Here is an overview of the last chapter of her book, taken from her website, www.hungrycitybook.co.uk:
Chapter Seven is about the future, and asks how we can use food as a tool for re-thinking cities and the way we live in them. The chapter’s title – sitopia – is a made-up word, from the Greek sitos, meaning food, and topos, place. So it means ‘food-place’, as opposed to utopia (‘good place’, or ‘no place’) a term used since Plato to describe an ideal – and therefore unattainable – community. Utopianism is the nearest thing we have to a cross-disciplinary tradition of thought about the problem of dwelling. The trouble is that it’s not a realistic approach, because it aims at perfection. That’s why I’m proposing sitopia as a practical alternative. The world is already shaped by food, so we may as well start using food to shape the world more positively.

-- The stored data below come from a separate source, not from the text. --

Issue #2476, opened 2015-06-26
Commands: Drop Database


bricelam:
In the past, we've talked about having a command to delete the database (i.e. call `EnsureDeleted`). Something like...
```cmd
dnx ef database delete
```

benmillane:
Would it be possible to have options similar to what we've had in the EF SetInitializer method e.g. DropCreateDatabaseAlways or DropCreateDatabaseIfModelChanges. Something like

`dnx . ef migration add NewMigration 
 dnx . ef migration apply -db DropCreateDB`

Not sure on the limitations of the commandline stuff as i'm new to it, but enjoying it so far, just feels like it's lacking in power currently.

bricelam:
`dotnet ef database drop` was added by @laskoviymishka in PR #4657.

I attempted to add `Drop-Database` in PR #4907, but ran into issues marshalling script blocks across domain boundaries.

To complete this issue, we need to...

1. Add a way to get the database name and server from PowerShell (e.g. a `Get-DbContext` command)
2. Add the `Drop-Database` command. The code in [bricelam:fist](https://github.com/aspnet/EntityFramework/compare/dev...bricelam:fist) is a good starting point.

natemcmaster:
Added in #6300

PR #4657, opened 2016-02-27
Add Command: Drop Database

laskoviymishka:
Add new Commands: Drop Database (issue #2476)
- Usage sample - `dnx ef database delete`

### DIFF
--- a/src/Microsoft.EntityFrameworkCore.Commands/Design/DbContextOperations.cs
+++ b/src/Microsoft.EntityFrameworkCore.Commands/Design/DbContextOperations.cs
@@ -47,6 +47,7 @@ namespace Microsoft.EntityFrameworkCore.Design
             _runtimeServices = startup.ConfigureServices();
         }
 
+        public virtual void DropDatabase([CanBeNull] string contextName, [NotNull] Func<string, bool> confirmCheck)
         public virtual DbContext CreateContext([CanBeNull] string contextType)
             => CreateContext(FindContextType(contextType).Value);
 
--- a/src/dotnet-ef/DatabaseDeleteCommand.cs
+++ b/src/dotnet-ef/DatabaseDeleteCommand.cs
@@ -1,0 +1,53 @@
+﻿// Copyright (c) .NET Foundation. All rights reserved.
+// Licensed under the Apache License, Version 2.0. See License.txt in the project root for license information.
+
+using System;
+using JetBrains.Annotations;
+using Microsoft.DotNet.Cli.Utils;
+using Microsoft.Extensions.CommandLineUtils;
+
+namespace Microsoft.EntityFrameworkCore.Commands
+{
+    public class DatabaseDeleteCommand
+    {
+        public static void Configure([NotNull] CommandLineApplication command)
+        {
+            command.Description = "Drop the database for specific enviroment";
+
+            var startupProject = command.Option(
+                "-s|--startup-project <project>",
+                "The startup project to use. If omitted, the current project is used.");
+            var environment = command.Option(
+                "-e|--environment <environment>",
+                "The environment to use. If omitted, \"Development\" is used.");
+            var context = command.Option(
+                "-c|--context <context>",
+                "The DbContext to use. If omitted, the default DbContext is used");
+
+            var force = command.Option(
+                "-f|--force",
+                "The DbContext to use. If omitted, the default DbContext is used");
+            command.HelpOption();
+            command.VerboseOption();
+
+            command.OnExecute(
+                () => Execute(context.Value(), startupProject.Value(), environment.Value(), force.HasValue()));
+        }
+
+        private static int Execute(string context, string startupProject, string environment, bool isForced)
+        {
+            new OperationExecutor(startupProject, environment)
+                .DropDatabase(
+                    context,
+                    message =>
+                    {
+                        Reporter.Output.WriteLine(message);
+                        var readedKey = Console.ReadKey().KeyChar;
+
+                        return isForced || (readedKey == 'y') || (readedKey == 'Y');
+                    });
+
+            return 0;
+        }
+    }
+}
--- a/src/dotnet-ef/OperationExecutor.cs
+++ b/src/dotnet-ef/OperationExecutor.cs
@@ -28,6 +28,9 @@ namespace Microsoft.EntityFrameworkCore.Commands
         private readonly LazyRef<DatabaseOperations> _databaseOperations;
         private readonly LazyRef<MigrationsOperations> _migrationsOperations;
 
+        private const string DataDirEnvName = "ADONET_DATA_DIR";
+        private const string DefaultConfiguration = "Debug";
+
         public OperationExecutor([CanBeNull] string startupProject, [CanBeNull] string environment)
         {
             var project = Path.Combine(Directory.GetCurrentDirectory(), Project.FileName);
@@ -57,6 +60,13 @@ namespace Microsoft.EntityFrameworkCore.Commands
             }
 
             Reporter.Verbose.WriteLine("Build succeeded.".Bold().Black());
+
+            var runtimeOutputPath = startupProjectContext.GetOutputPaths(DefaultConfiguration)?.RuntimeOutputPath;
+            if (!string.IsNullOrEmpty(runtimeOutputPath))
+            {
+                // TODO set data directory in AppDomain when/if this supports desktop .NET
+                Environment.SetEnvironmentVariable(DataDirEnvName, runtimeOutputPath);
+            }
 
             var projectFile = ProjectReader.GetProject(project);
             var startupAssemblyName = new AssemblyName(startupProjectContext.ProjectFile.Name);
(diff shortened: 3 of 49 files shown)


divega:
@bricelam your thoughts on this?

bricelam:
Perfect. We just need to review the command name and come up with a PowerShell counterpart.

smitpatel:
Should we have confirmation message to avoid deleting the database by mistake?

laskoviymishka:
@smitpatel confirmation would be good :+1:  there is no fun to drop your production database accidentally :smile: 
I could add this feature if EF team confirm.

laskoviymishka:
Or we could allow this command only for dev enviroment. May be even remove options for changing enviroment :smile:

natemcmaster:
+1 for adding a confirmation message, but only if we add a `--force` option to skip the message.

rowanmiller:
Agreed, confirmation and `--force`

laskoviymishka:
Add confirm message. If force (`-f` or `--force`) option presented skip confirm check.
I not found any confirm message like behaivior in Microsoft.Extensions.CommandLineUtils so i implemented extension method inside `CommandLineApplicationExtensions`

src/dotnet-ef/DatabaseDeleteCommand.cs
```diff
@@ -0,0 +1,52 @@
...
+
+            command.Confirm(
+                "Are you sure? (y/N)",
+                () => Execute(context.Value(), startupProject.Value(), environment.Value()),
+                () =>
+                {
+                    Reporter.Output.WriteLine(" Cancel droping database. Use -f|--force to skip.");
+                    return 1;
+                },
+                () => force.HasValue());
```
bricelam: I would rather see this inline in the `Execute` method for now. If we need it more generally later, we can always extract it.

src/dotnet-ef/OperationExecutor.cs
```diff
@@ -104,6 +105,14 @@ public OperationExecutor([CanBeNull] string startupProject, [CanBeNull] string e
                     rootNamespace));
         }
 
+        public virtual void DropDatabase([CanBeNull] string contextName)
+        {
+            using (var context = _contextOperations.Value.CreateContext(contextName))
+            {
+                context.Database.EnsureDeleted();
```
bricelam: We should make sure this logs something like "Dropping database 'Northwind' on server '(localdb)\MSSQLLocalDB'..." and add it to [the list of loggers that get forwarded to the console](https://github.com/aspnet/EntityFramework/blob/dev/src/Microsoft.EntityFrameworkCore.Commands/Design/Internal/CommandLogger.cs#L18-L22).

src/dotnet-ef/DatabaseDeleteCommand.cs
```diff
@@ -0,0 +1,52 @@
...
+                "Force confirm message. If omitted, confirm message not used");
+            command.HelpOption();
+            command.VerboseOption();
+
+            command.Confirm(
+                "Are you sure? (y/N)",
+                () => Execute(context.Value(), startupProject.Value(), environment.Value()),
+                () =>
+                {
+                    Reporter.Output.WriteLine(" Cancel droping database. Use -f|--force to skip.");
```
bricelam: I don't think this information is necessary. It's expected that if they cancel, nothing happens.

src/dotnet-ef/DatabaseDeleteCommand.cs
```diff
@@ -0,0 +1,52 @@
...
+                "-c|--context <context>",
+                "The DbContext to use. If omitted, the default DbContext is used");
+            var force = command.Option(
+                "-f|--force",
+                "Force confirm message. If omitted, confirm message not used");
+            command.HelpOption();
+            command.VerboseOption();
+
+            command.Confirm(
+                "Are you sure? (y/N)",
```
bricelam: Idiomatic PowerShell is something like the following. I'm not sure if there is idiomatic CLI; I couldn't find any examples of confirmation in the DNX or CLI repositories. Regardless, I think we should at least tell them the database and server name here.

    Confirm
    Are you sure you want to perform this action?
    Performing the operation "Drop Database" on target "'Northwind' on server '(localdb)\MSSQLLocalDB'".
    [Y] Yes  [A] Yes to All  [N] No  [L] No to All  [S] Suspend  [?] Help (default is "Y"):

src/dotnet-ef/DatabaseDeleteCommand.cs
laskoviymishka: Sure, i think it would be nice to see such feature in DNX repo (Microsoft.Extensions.CommandLineUtils namespace) i'll create issue for them :smile:

src/dotnet-ef/DatabaseDeleteCommand.cs
laskoviymishka: Well i try to found any confirm like behavior in asp net libs and have no success. According to my experience usually command line prompt looks this way - some bla-bla, are really sure and (y/N) where capital letter is default option. But i could change this message to this one (and implement all this options)

src/dotnet-ef/OperationExecutor.cs
laskoviymishka: :+1: good mention. i'll check it.

bricelam: (If it doesn't, you can just file a bug--no need to fix in this PR)

laskoviymishka: It doesn't i'll fix it tommorow

laskoviymishka: Ok, i'll create bug after merge.

src/dotnet-ef/DatabaseDeleteCommand.cs
bricelam: Oh no, I don't want it to look like PowerShell. :smile: It was just an illustration of what information and options PowerShell engineers thought were important.

I like your convention. Let's make it a thing. Just add a bit more information. Something like:

    Are you sure you want to drop the database 'Northwind' on server '.\SQLEXPRESS'? (y/N)
    _

bricelam: Where database is `DbConnection.Database` and server is `DbConnection.DataSource`.

devochka-valera: This option looks perfect! :heart_eyes:

laskoviymishka: This one looks perfect :heart:

src/Microsoft.EntityFrameworkCore.Commands/Design/DbContextOperations.cs
```diff
@@ -45,6 +45,18 @@ public class DbContextOperations
             _runtimeServices = startup.ConfigureServices();
         }
 
+        public virtual void DropDatabase([CanBeNull] string contextName, [NotNull] Func<string, bool> confirmCheck)
+        {
+            using (var context = CreateContext(contextName))
+            {
+                if (confirmCheck(
+                    $"Are you sure you want to drop the database '{context.Database.GetDbConnection().Database}' on server '{context.Database.GetDbConnection().DataSource}'? (y/N)"))
```
bricelam: I think this message needs to be generated by the caller (it will be different for PowerShell). Make `confirmCheck` take the two pieces of information instead of the message, and format them into a message in `DatabaseDeleteCommand.Execute`.

bricelam:
Do you also want to take a stab at implementing the PowerShell command? (If not, I'll do it as part of merging you PR.)

laskoviymishka:
I could do this, where I could find power shell commands? :)

src/Microsoft.EntityFrameworkCore.Commands/Design/DbContextOperations.cs
laskoviymishka: Great, I'll fix it.

bricelam:
They're in [src/Microsoft.EntityFrameworkCore.Commands/tools/EntityFramework.psm1](https://github.com/aspnet/EntityFramework/blob/dev/src/Microsoft.EntityFrameworkCore.Commands/tools/EntityFramework.psm1)

laskoviymishka:
@bricelam sorry for late response, but my knowledge of :fist:  :shell: (power shell) is not good enough to add this commands, could you please assist with these :smile_cat:

bricelam:
lol, no problem; I'd be happy to add them. Is this PR ready to merge then?

laskoviymishka:
@bricelam i think so, everything beside :fist: :shell: is ready

bricelam:
Will be merged with #4907.

@laskoviymishka would you mind rebase-and-squashing on top of `dev`?

laskoviymishka:
@bricelam OK, but i do not know how to do it :smile:

bricelam:
From command line:
```sh
git checkout dev
git pull upstream dev
git checkout dropDatabaseCommand
git rebase -i dev # change all but the first PICKs to SQUASH
git push origin dropDatabaseCommand:dropDatabaseCommand --force
```
Or you can do it with [TrotoiseGit](https://tortoisegit.org/):
image

laskoviymishka:
@bricelam done, but i not sure that everything is OK :sweat_smile:

bricelam:
Merged as bd6d4f7e8a38aa2f44e942cfac806e3c5c89facf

And here is a video of her talk from TED:If you look back at urban history, you realise that the dilemmas we face today are nothing new. Their scale may be unprecedented, but people have been puzzling over the question of how to build equable, workable, sustainable communities for about as long as cities have existed. I believe food is the key to thinking about these issues – the obvious answer that has been staring at us all along, only it was too big to see.
Food is what connects us all to each other and to the natural world, which makes it an incredibly powerful medium for thinking and acting collaboratively. It encompasses all of life – not just what is necessary, but also what makes live worth living. I can’t think of a more powerful or positive global revolution than one in which we all learned to see the world through food, and I hope that reading Hungry City will help you start doing just that.
I love those TED talks - and this is a really cool one. It's a great concept to think about urban renewal in terms of food.